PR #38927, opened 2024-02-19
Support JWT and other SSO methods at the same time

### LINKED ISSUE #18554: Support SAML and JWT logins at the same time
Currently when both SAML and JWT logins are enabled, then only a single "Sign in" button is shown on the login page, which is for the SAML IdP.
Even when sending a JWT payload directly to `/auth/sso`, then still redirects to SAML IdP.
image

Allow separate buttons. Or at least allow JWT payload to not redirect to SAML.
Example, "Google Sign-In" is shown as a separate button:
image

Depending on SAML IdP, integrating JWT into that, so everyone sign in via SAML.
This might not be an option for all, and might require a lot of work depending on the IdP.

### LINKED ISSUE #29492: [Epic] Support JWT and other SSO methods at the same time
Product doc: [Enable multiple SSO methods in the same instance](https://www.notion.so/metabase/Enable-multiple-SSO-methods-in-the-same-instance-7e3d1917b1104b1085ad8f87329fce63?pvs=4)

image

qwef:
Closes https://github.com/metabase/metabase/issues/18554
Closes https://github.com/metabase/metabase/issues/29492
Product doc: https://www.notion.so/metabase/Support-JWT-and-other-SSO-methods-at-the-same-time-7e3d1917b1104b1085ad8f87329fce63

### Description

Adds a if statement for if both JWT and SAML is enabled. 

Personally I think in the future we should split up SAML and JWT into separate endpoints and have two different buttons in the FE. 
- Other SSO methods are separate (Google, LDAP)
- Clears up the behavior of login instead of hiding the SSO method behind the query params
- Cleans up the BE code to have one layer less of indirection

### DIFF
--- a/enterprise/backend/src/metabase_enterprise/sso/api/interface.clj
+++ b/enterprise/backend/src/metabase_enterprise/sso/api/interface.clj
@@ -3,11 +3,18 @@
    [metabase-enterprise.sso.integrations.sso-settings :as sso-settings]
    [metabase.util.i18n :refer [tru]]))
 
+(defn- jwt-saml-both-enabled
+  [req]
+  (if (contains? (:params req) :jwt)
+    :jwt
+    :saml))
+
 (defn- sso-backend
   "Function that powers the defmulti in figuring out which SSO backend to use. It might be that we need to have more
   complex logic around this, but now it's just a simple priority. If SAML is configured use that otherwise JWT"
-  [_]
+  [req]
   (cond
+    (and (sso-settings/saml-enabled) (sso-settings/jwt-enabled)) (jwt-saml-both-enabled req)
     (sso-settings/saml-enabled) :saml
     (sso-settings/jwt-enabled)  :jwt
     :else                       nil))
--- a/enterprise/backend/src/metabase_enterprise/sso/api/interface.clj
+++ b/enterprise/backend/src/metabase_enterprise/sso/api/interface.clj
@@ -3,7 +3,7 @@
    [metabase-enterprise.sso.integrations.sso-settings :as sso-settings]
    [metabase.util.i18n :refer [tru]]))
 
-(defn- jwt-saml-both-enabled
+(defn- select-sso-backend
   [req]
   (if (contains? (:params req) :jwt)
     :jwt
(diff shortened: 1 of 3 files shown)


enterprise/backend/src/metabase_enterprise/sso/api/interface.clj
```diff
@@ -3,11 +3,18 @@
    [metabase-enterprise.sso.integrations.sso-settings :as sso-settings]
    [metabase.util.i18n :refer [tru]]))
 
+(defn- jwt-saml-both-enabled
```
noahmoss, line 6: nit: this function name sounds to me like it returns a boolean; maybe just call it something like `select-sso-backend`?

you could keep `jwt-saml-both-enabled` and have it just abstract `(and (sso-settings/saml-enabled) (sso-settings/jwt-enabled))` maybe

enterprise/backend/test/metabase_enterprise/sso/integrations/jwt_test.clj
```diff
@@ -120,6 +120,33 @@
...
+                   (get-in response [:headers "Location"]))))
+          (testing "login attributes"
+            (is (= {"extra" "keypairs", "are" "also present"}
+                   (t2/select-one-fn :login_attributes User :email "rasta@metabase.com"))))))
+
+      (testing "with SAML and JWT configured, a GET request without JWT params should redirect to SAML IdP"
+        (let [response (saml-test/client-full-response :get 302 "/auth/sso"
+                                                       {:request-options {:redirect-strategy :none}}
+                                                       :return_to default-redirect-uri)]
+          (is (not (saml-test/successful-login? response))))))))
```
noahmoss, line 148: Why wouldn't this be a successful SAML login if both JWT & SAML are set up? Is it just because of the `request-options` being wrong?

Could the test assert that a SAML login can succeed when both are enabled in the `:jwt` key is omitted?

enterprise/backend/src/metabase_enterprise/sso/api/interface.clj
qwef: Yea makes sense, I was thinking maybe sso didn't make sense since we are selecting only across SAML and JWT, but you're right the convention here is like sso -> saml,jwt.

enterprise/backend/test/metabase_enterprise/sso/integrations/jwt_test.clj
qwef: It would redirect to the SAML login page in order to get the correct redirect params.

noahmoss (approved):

EXERCISE BRIEF: Copy each line above that contains the string "successful".

ANSWER SPACE:
+          (is (not (saml-test/successful-login? response))))))))
noahmoss, line 148: Why wouldn't this be a successful SAML login if both JWT & SAML are set up? Is it just because of the `request-options` being wrong?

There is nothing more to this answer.